Петр Никифорович тем временем, словно терпеливый ослик, на тележке возил навоз с фермы, расположившейся в двух километрах и при соответствующем ветре одаривавшей поселок классическими деревенскими ароматами. Катя обычно перебирала и замачивала семена для посадки, а Дашка стерегла Маугли, чтобы тот не бегал в грядки. Когда же, сидя на веранде, они обедали, Зинаида Ивановна любила настоять:

– Ну-ка, Олег, съешь вот эту редисочку! А теперь вот эту. Чувствуешь разницу?

– Вроде – да… – подтверждал Башмаков, ничего на самом деле не чувствуя.

– Еще бы! Эта – на коровьем навозе, а та – на курином помете…

С середины лета начинали варить варенье – сначала клубничное и малиновое, а позже, когда сад разросся, – вишневое, сливовое, крыжовенное, яблочное, мариновали грибы, солили огурцы, закатывали в банки помидоры и патиссоны, готовили специальную домашнюю кабачковую икру.

– Зима все съест! – говаривала теща.

Заезжал попариться между загранкомандировками и Нашумевший Поэт. Охлестываясь березовым веничком с крапивцей, он очень ругал советскую власть и жаловался на цензуру, которая заставила его убрать из новой книги посвящение «Николаю Гумилеву» и поставить унизительное «Н.Г.». Еще он как-то доверительно сообщил, что недавно читал стихи на даче Черненко – и тот очень плох.

Эту же информацию выслушал по «голосам» Джедай. Он, как ветхозаветный пророк, бродил по лабораториям и бубнил про скорый конец власти маразматиков. Ему сочувствовали: ученый совет задробил тему каракозинской диссертации. Вот оно, может, и к лучшему – писать Джедаю все равно было некогда: Рыцарь зарабатывал Принцессе на королевскую жизнь.

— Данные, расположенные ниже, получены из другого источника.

PR #191, opened 2020-06-09
[KED-1833] Hook implementation for kedro-viz

MerelTheisenQB:
## Description
POC: Adding in an implementation for hooks, exactly like in Kedro, to allow plugins using the hook to add additional data to kedro-viz. Frontend changes to pick up this extra data and show it will follow.

This idea came from wanting to integrate kedro-ge with kedro-viz. Kedro-ge generates validation and profiling reports. It would be amazing to have those linked inside kedro-viz, so users don't have to spin up yet another UI for these results. See this PR on the kedro-ge side that shows how the hook is used: https://github.com/quantumblack/kedro-great-expectations/pull/76 

The hook spec is registered within the Kedro-GE mixin, so inside the kedro project the hook itself can just be added as any Kedro hook. 

`
hooks = (
        KedroGEVizHooks(),
    )
`
## Development notes
* Added `specs.py` to hold the kedro-viz hook specs.
* Refactored `_call_viz` inside `server.py` and added call to hook right after the Pipeline has been formatted.

## QA notes
I ran a toy kedro project to make sure the additional data shows up in `nodes.json` when running kedro viz. 

## Checklist

## Legal notice

- [X] I acknowledge and agree that, by checking this box and clicking "Submit Pull Request":

### DIFF
--- a/package/kedro_viz/server.py
+++ b/package/kedro_viz/server.py
@@ -500,7 +500,7 @@ def _call_viz(
 
     enhanced_data = None
     if KEDRO_VERSION.match(">=0.16.0"):
-        enhanced_data = _get_context(project_path, env)._hook_manager\
+        enhanced_data = context._hook_manager\
             .hook.after_api_data_ready(api_data=data)  # pylint: disable=protected-access
 
     if save_file:
--- a/package/kedro_viz/server.py
+++ b/package/kedro_viz/server.py
@@ -487,22 +487,8 @@ def _call_viz(
         data = _load_from_file(load_file)
     else:
         if KEDRO_VERSION.match(">=0.15.0"):
-            # pylint: disable=import-outside-toplevel
-            if KEDRO_VERSION.match(">=0.16.0"):
-                from kedro.framework.context import KedroContextError
-            else:
-                from kedro.context import KedroContextError
-
-            try:
-                if project_path is not None:
-                    context = get_project_context("context", project_path=project_path, env=env)
-                else:
-                    context = get_project_context("context", env=env)
-                pipeline = _get_pipeline_from_context(context, pipeline_name)
-            except KedroContextError:
-                raise KedroCliError(ERROR_PROJECT_ROOT)
-            catalog = context.catalog
-
+            pipeline = _get_pipeline_from_context(_get_context(project_path, env), pipeline_name)
+            catalog = _get_context(project_path, env).catalog
         else:
             # Kedro 0.14.*
             if pipeline_name:
@@ -511,10 +497,30 @@ def _call_viz(
 
         data = format_pipeline_data(pipeline, catalog)
 
+    enhanced_data = _get_context(project_path, env)._hook_manager\
+        .hook.after_pipeline_formatted(formatted_pipeline=data)  # pylint: disable=protected-access
+
     if save_file:
+        if enhanced_data:
+            data = enhanced_data
         Path(save_file).write_text(json.dumps(data, indent=4, sort_keys=True))
     else:
         is_localhost = host in ("127.0.0.1", "localhost", "0.0.0.0")
         if browser and is_localhost:
             webbrowser.open_new("http://{}:{:d}/".format(host, port))
         app.run(host=host, port=port)
+
+
+def _get_context(project_path=None, env=None):
+    # pylint: disable=import-outside-toplevel
+    if KEDRO_VERSION.match(">=0.16.0"):
+        from kedro.framework.context import KedroContextError
+    else:
+        from kedro.context import KedroContextError
+
+    try:
+        if project_path is not None:
+            return get_project_context("context", project_path=project_path, env=env)
+        return get_project_context("context", env=env)
+    except KedroContextError:
+        raise KedroCliError(ERROR_PROJECT_ROOT)
--- a/package/kedro_viz/server.py
+++ b/package/kedro_viz/server.py
@@ -501,7 +501,7 @@ def _call_viz(
     enhanced_data = None
     if KEDRO_VERSION.match(">=0.16.0"):
         enhanced_data = _get_context(project_path, env)._hook_manager\
-            .hook.after_pipeline_formatted(formatted_pipeline=data)  # pylint: disable=protected-access
+            .hook.after_api_data_ready(api_data=data)  # pylint: disable=protected-access
 
     if save_file:
         if enhanced_data:
--- a/package/kedro_viz/server.py
+++ b/package/kedro_viz/server.py
@@ -487,8 +487,9 @@ def _call_viz(
         data = _load_from_file(load_file)
     else:
         if KEDRO_VERSION.match(">=0.15.0"):
-            pipeline = _get_pipeline_from_context(_get_context(project_path, env), pipeline_name)
-            catalog = _get_context(project_path, env).catalog
+            context = _get_context(project_path, env)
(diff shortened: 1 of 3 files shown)


package/kedro_viz/server.py
```diff
@@ -511,10 +498,32 @@ def _call_viz(
...
 
+    enhanced_data = None
+    if KEDRO_VERSION.match(">=0.16.0"):
+        enhanced_data = _get_context(project_path, env)._hook_manager\
+            .hook.after_pipeline_formatted(formatted_pipeline=data)  # pylint: disable=protected-access
+
     if save_file:
+        if enhanced_data:
+            data = enhanced_data
         Path(save_file).write_text(json.dumps(data, indent=4, sort_keys=True))
```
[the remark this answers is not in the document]
MerelTheisenQB: @tsanikgr I had this, but it doesn't work. I think there might be some FE magic happening that checks what's in `data` and it probably doesn't like the added validation and profiling fields.

package/kedro_viz/server.py
```diff
@@ -511,10 +498,32 @@ def _call_viz(
 
         data = format_pipeline_data(pipeline, catalog)
 
+    enhanced_data = None
+    if KEDRO_VERSION.match(">=0.16.0"):
+        enhanced_data = context._hook_manager\
```
DmitriiDeriabinQB, line 503: Also, if there are multiple registrations of this hook implementation, hook call will [return a list of results](https://pluggy.readthedocs.io/en/latest/index.html#collecting-results), which, I believe, will break the frontend.

limdauto:
Thanks @DmitriiDeriabinQB for your detailed comment. I have been thinking a lot about this. I have been refraining from commenting further because I would like to see the outcome of the product discussion with the viz team first. cc @yetudada 

As @MerelTheisenQB has demonstrated, linking kedro-ge and kedro-viz is possible. As @DmitriiDeriabinQB has pointed out, there are a couple of different ways to do this with tradeoffs.

My biggest concern, however, is about the high-level vision for this suite of products, which should influence how we engineer this. From a product point of view, this essentially wants 2 independent web pages having hyperlinks between each other. In this PR, it's linking kedro-viz to kedro-ge, but I'm sure the need to link kedro-ge back to kedro-viz is only a matter of time. Or kedro-ge to kedro-pai, kedro-pai to kedro-viz, etc. 

We _could_ go with a model where every plugin has its own hook manager and a set of specs. Other plugins are free to implement these specs. The upside is less burden on Kedro core and more flexibility, as @DmitriiDeriabinQB has pointed out. However, the downside is that the dependencies between these plugins will grow exponentially (2^n, with n=number of plugins). This is similar to a microservice situation where every service can call every other service freely. Maybe that won't become any problem, but I think it's very likely that users might find some plugin not working at some point because another plugin is interfering with it.

Alternatively, let's take a step back and apply the principle of inversion of control here. What we want to give people is a coherent and rich experience of using Kedro. Maybe there should be something sitting one layer up that knows about all plugins and direct users accordingly. Right now, Kedro core is the only place that can do it. However, we could also promote kedro-viz to be this coordinating layer, in which case making kedro-viz extensible with its own hook mechanism makes sense. But it needs to be done deliberately with this longer-term vision in mind, because there might be other easier options to serve as this layer too. Why not studio, for example?

cc @tsanikgr @idanov

MerelTheisenQB:
Thanks so much for your review @DmitriiDeriabinQB ! And thanks @limdauto for chipping in and explaining a lot better than I could have done 😉 

I think the question about whether the kedro-viz should have its own hook manager or not is very valid. This PR is a POC to show that hooks for viz are relevant and offer a lot of opportunities. I agree with Lim that it's a question of how we envision these products and future products to be linked and share data on a higher level. 

I personally understand the pros+cons of both approaches and don't have a very strong preference. This seems to be a decision on Kedro/Kedro-Viz's architecture, kedro-ge is merely a 'consumer' here and it's internals shouldn't matter to Kedro. I'm happy to setup a meeting if that makes it easier to discuss this.

DmitriiDeriabinQB:
@limdauto I personally am okay with having this ge -> viz, viz -> ge, viz -> pai, I also don't see a big problem in such individual connections as currently they are always unidirectional. Host plugin exposes a hook that whoever concerned may implement and register using the entry point system. I don't see much of an immediate value in "centralising" such communication through Kedro (or Kedro-Viz) as there is no real associated cost (like http contract, queue service to care about, latency SLAs etc.), on the contrary I like those connections to be logically isolated. If we, however, decided to make Kedro responsible for hosting such communication (acting like a message bus between its plugins), I would prefer having a clear logical separation - something like `get_hook_manager("kedro-viz")`.

@MerelTheisenQB Yeah, we probably need to discuss it online 😄 Thanks a lot for bringing up this topic 👍  This is a very good question that we haven't thought of much ourselves. Would also be great to include @idanov in the discussion.

limdauto:
@DmitriiDeriabinQB Thanks, I think your reasoning makes sense.

The centralised model I have in mind is quite similar to `pytest`. `pytest` allows plugins to declare their own hooks and add them to pytest's plugin manager: https://docs.pytest.org/en/2.7.3/plugins.html#_pytest.hookspec.pytest_addhooks. It's also similar to what @MerelTheisenQB implemented here. If we decide to do this, we will need better support on the Kedro side through the entrypoint system for sure. 

The biggest advantage of this centralised approach, IMO, is that on the consumer / plugin side (the GE side), users should be able to provide as many hook implementations as they want without needing to explicitly check whether the host (Kedro-Viz) is available. If the host is available, Kedro will automatically load their specs and register them with the global hook manager. 

But I agree this might not be as big of a problem as I'm making it out to be in my head, and an explicit model where plugins are aware of each other is the way to go here.

idanov:
@MerelTheisenQB thank you for creating the POC, I think there's a lot of benefit in connecting **kedro-ge** and **kedro-viz**. As this is a POC, I am not sure whether we can merge it at the moment before we have a bigger discussion on the architecture of **kedro** and **kedro-viz** to allow for such integrations. I agree with @limdauto that this needs a bigger product discussion, and I believe an ad-hoc integration now can limit us in what we can do in the future, especially when we need to preserve backwards compatibility, which is something **kedro** needs to account for due to all the stuff people build on top of it (**kedro-ge** is just one of our client projects). However this PR is a great conversation starter and a good prompt that we need to have a better product backlog alignment in QB Labs.

package/kedro_viz/server.py
```diff
@@ -487,22 +487,9 @@ def _call_viz(
...
-
-            try:
-                if project_path is not None:
-                    context = get_project_context("context", project_path=project_path, env=env)
-                else:
-                    context = get_project_context("context", env=env)
-                pipeline = _get_pipeline_from_context(context, pipeline_name)
-            except KedroContextError:
-                raise KedroCliError(ERROR_PROJECT_ROOT)
+            context = _get_context(project_path, env)
```
idanov, line 490: Nice 👍

yetudada:
This is exciting work to see! I've been able to read all perspectives for this and ultimately I've enjoyed how you've thought about the user experience in this PR and in #194. We do need to have a conversation about how best to build this, I'll get on organising that session. And @MerelTheisenQB thank you so much for triggering this conversation.

yetudada:
Same as my comment on #194, we'll pick up this work when we look into the Kedro-GE integration with Kedro-Viz. Thank you so much for making this PR, it's given us bigger aspirations.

Во время отпуска, по иронии судьбы, он шабашил в том же самом поселке, поблизости от дачи Петра Никифоровича. Иногда Каракозин заходил на чаек и с осуждением разглядывал строение – особенно ему не нравилось, как положен шифер. Впрочем, Башмаков еще ни разу не встречал шабашника, который бы похвалил работу другого.

Несмотря на приличные заработки, Джедай попрежнему являлся на работу в своем добела уже вытершемся джинсовом костюме. Зато если кто-нибудь из лабораторных дам приносил какую-нибудь купленную по знакомству или привезенную из-за бугра тряпицу, Рыцарь бросался на нее, как коршун, прикидывал размер и тут же звонил Принцессе, расписывал достоинства обновки, убеждая, что нужно купить непременно. Многоопытные лабораторные дамы только качали головами.

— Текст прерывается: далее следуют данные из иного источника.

PR #203, opened 2020-07-02
[KED-1729] Add minimap

bru5:
## Description

Adds an interactive minimap to the toolbar.

Screenshot 2020-07-02 at 09 45 20

## Development notes

The PR adds a new minimap and toolbar component. 

It also makes some changes and improvements to the main flowchart component that were added for performance, so it should now be more efficient in making drawing calls.

## QA notes

- The minimap is opened by clicking the new map button on the sidebar.
- The size is dynamic depending on the graph size and viewport size.
- The main view can be panned by dragging the viewport around in the minimap.
- The minimap is animated and shows highlighting similar to the main view.
- Toggling labels will also apply to the minimap.
- Light and dark themes are implemented.

## Checklist

## Legal notice


src/components/minimap-toolbar/minimap-toolbar.scss
```diff
@@ -0,0 +1,45 @@
+@import '../../styles/variables';
+@import '../../styles/extends';
+
+.pipeline-minimap-toolbar {
+  display: block;
+  padding: 0;
+  list-style: none;
+
+  .pipeline-icon-toolbar__button {
```
richardwestenra, line 9: This nesting is unnecessary - that's why we use BEM

src/components/minimap/draw.js
```diff
@@ -0,0 +1,88 @@
...
+  this.el.viewport
+    .attr('transform', `translate(${minX}, ${minY})`)
+    .attr('width', Math.max(0, maxX - minX))
+    .attr('height', Math.max(0, maxY - minY));
+};
+
+/**
+ * Render nodes
+ */
+export const drawNodes = function() {
```
richardwestenra, line 31: Is there no way to reuse the other drawNodes function from the main flowchart but customise it a little?

src/components/minimap/index.js
```diff
@@ -0,0 +1,422 @@
...
+  /**
+   * Handle pointer wheel
+   * @param {Object} event Event object
+   */
+  onPointerWheel = event => {
+    const { scale = 1 } = this.props.chartZoom;
+
+    // Change zoom based on wheel velocity
+    this.props.onUpdateChartZoom({
+      scale: scale - (event.deltaY || 0) * scale * 0.0025,
```
richardwestenra, line 195: Where does this number come from?

src/components/sidebar/sidebar.scss
```diff
@@ -2,12 +2,12 @@
 
 .pipeline-sidebar {
   position: absolute;
-  top: 0;
+  top: -1px; /* Avoids pixel rounding gaps */
+  bottom: -1px;
```
richardwestenra, line 6: 😮

src/components/minimap/styles/minimap.scss
```diff
@@ -0,0 +1,45 @@
...
+}
+
+.pipeline-minimap-container {
+  $offsetBottom: 2px; /* Sub-pixel adjustment */
+  position: absolute;
+  top: calc(100% + #{$offsetBottom});
+  left: 100%;
+  width: 500px;
+  height: 222px;
+  box-shadow: 0 0 10px rgba(0, 0, 0, 0.07);
```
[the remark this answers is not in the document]
bru5: I see what you mean, though I do think for a minimap it's a good idea for it to be relatively unobtrusive as otherwise it's tough to focus on the main screen.

We should check with @GabrielComymQB on this, but I think if we did want to separate it more then maybe just a subtle pixel border might be cleaner than a shadow? I think potentially in the designs there might not be any shadow actually, I was just naturally following from the sidebar but that might be the intended to keep a crisp contrast?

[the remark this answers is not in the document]
richardwestenra: The CSS I supplied is definitely subtle - it's only 2px and virtually invisible:
image 
image

But you could definitely try changing it to `0 0 0 1px`, I just thought this was subtler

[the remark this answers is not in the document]
bru5: Yeah I'd tried it, that drop shadow is subtler but since it's still soft it doesn't give a crisp edge which I think might be important for contrast?

src/components/sidebar/sidebar.scss
bru5: Yeah while working on the minimap I'd noticed there's a missing pixel gap around the toolbar, so you could see a bit of the diagram under it.

I think it's usually due to transforms and GPU rounding type issues, so this is a good idea to take care of it as it can be a little distracting, if that makes sense?

src/components/app/app.scss
```diff
@@ -10,4 +10,18 @@
   .kui-theme--dark & {
     fill: #fff;
   }
+
+  &.pipeline-icon-map,
+  &.pipeline-icon-plus,
+  &.pipeline-icon-minus {
```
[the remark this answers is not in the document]
bru5: I've added the latter for now, since we'll be updating the icons later anyway and can remove once they're in I think.

src/components/minimap/index.js
bru5: I've added a name for this, but essentially just trial and error to get a reasonable speed.

src/components/sidebar/sidebar.scss
richardwestenra: Yup! Interesting. Thanks for fixing 👍

src/components/app/app.scss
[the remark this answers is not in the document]
richardwestenra: Good call, I'd have done the same.

src/components/minimap/styles/minimap.scss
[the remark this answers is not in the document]
richardwestenra: Happy to yield to @GabrielComymQB here, but my main point is that I think it should be a white glow/outline rather than a black shadow, to make it easier to identify the edge of the box.

src/components/minimap/draw.js
richardwestenra: Makes sense

src/components/minimap-toolbar/minimap-toolbar.scss
richardwestenra: We should never be nesting classes if we don't have to, because it unnecessarily increases CSS specificity. This is the main motivation behind BEM: To allow class combinations without increasing specificity. The above would output:
```css
.pipeline-minimap-toolbar { ... }
.pipeline-minimap-toolbar .pipeline-icon-toolbar__button { ... }
```
which is more specific than the following, without giving any benefit:
```css
.pipeline-minimap-toolbar { ... }
.pipeline-icon-toolbar__button { ... }
```

The theme classes (i.e. `.kui-theme--light & {}`) are also nested, which is unfortunate but necessary, given the way Kedro-UI applies theming. I'd like to fix this with CSS custom properties in future, but for now it'll have to stay that way.

bru5: The increased specificity was intended in this case because that descendent button is inside another component whose style is not owned by the host component, but instead of this I was able to remove the nesting by using a unique classname instead.

bru5:
> I'd still like for @GabrielComymQB to weigh in on the CSS shadow/highlight, but other than that, nice work!
> 
> :shipit:

Oh I'd actually added these earlier but looks like it wasn't pushed, they're there now.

Связь Башмакова с Ниной Андреевной продолжалась, и хотя речь о совместной жизни больше не заходила, тем не менее этот вопрос всегда читался в ее печальных глазах. Когда, после любви, она склонялась над недвижным Башмаковым, никчемным, как отработавший ракетный ускоритель, и спрашивала: «Тебе хорошо?» – в вопросе всегда содержался намек и на то, что, когда они будут совсем вместе, станет еще лучше.

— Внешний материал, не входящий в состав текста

PR #209, opened 2020-07-06
[KED-1859] Increase width of layer rects

richardwestenra:
## Description

This is to avoid the ends of the layer rects being visible on tall thin graphs, e.g.
http://localhost:4141/?data=random&seed=jZkSoKJvyzJVQjELcepsJfWRVEWcr5&newgraph
image

## Development notes

The ultimate fix would be to remove the layer rects from the scale/pan container and just change their y/height on zoom, while keeping their x/width consistent. This is what currently happens for the labels. However, this would require the DOM attributes to be updated on zoom tick, which might be worse for performance. So for now I reckon it's safer/better to just ensure that the widths are much wider than necessary.

## Checklist

## Legal notice

### DIFF
--- a/src/selectors/layers.js
+++ b/src/selectors/layers.js
@@ -9,7 +9,7 @@ const getLayerName = state => state.layer.name;
  */
 export const getLayers = createSelector(
   [getLayoutNodes, getVisibleLayerIDs, getLayerName, getGraphSize],
-  (nodes, layerIDs, layerName, { width }) => {
+  (nodes, layerIDs, layerName, { width, height }) => {
     if (!nodes.length) {
       return [];
     }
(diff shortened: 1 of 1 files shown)


src/selectors/layers.js
```diff
@@ -44,13 +44,14 @@ export const getLayers = createSelector(
       ];
       const start = (prevBound[1] + currentBound[0]) / 2;
       const end = (currentBound[1] + nextBound[0]) / 2;
+      const rectWidth = Math.max(width, height) * 5;
 
       return {
         id,
         name: layerName[id],
-        x: -width / 2,
+        x: (rectWidth - width) / -2,
```
bru5, line 52: Not an issue but I think `(width - rectWidth) / 2` might work here too and avoid that negative denominator.

richardwestenra: Ah interesting, good shout thanks! Probably won't bother now but good to bear in mind.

Однажды она принесла толстую папку с первой частью романа, который писал ее супруг, и попросила Олега Трудовича показать рукопись Нашумевшему Поэту (об этом знакомстве Башмаков имел неосторожность ей рассказать). Сначала он решил сам ознакомиться с произведением – и чтение напоминало рытье бесконечной канавы, когда, чтобы как-то развеяться, приходится намечать себе вехи: вон до того куста, до той кочки и так далее – до горизонта. Сочинение представляло собой внутренний монолог патриарха Ноя, строящего свой ковчег на Красной площади, а также его философские диалоги с солдатами из почетного караула, оберегающего Мавзолей Ленина. Башмаков ничего не понял, но приписал это своей неискушенности в вопросах изящной словесности. Однако и приговор Нашумевшего Поэта оказался суровым: графомания в особо крупных размерах. Башмаков честно сообщил Нине Андреевне, ссылаясь на мнение специалистов, что роман замечательный, но время его еще не пришло и придет не скоро. Услыхав это, Каракозин, которому Олег Трудович тоже тайком дал роман на пару деньков, назвал его Олегом Трусовичем.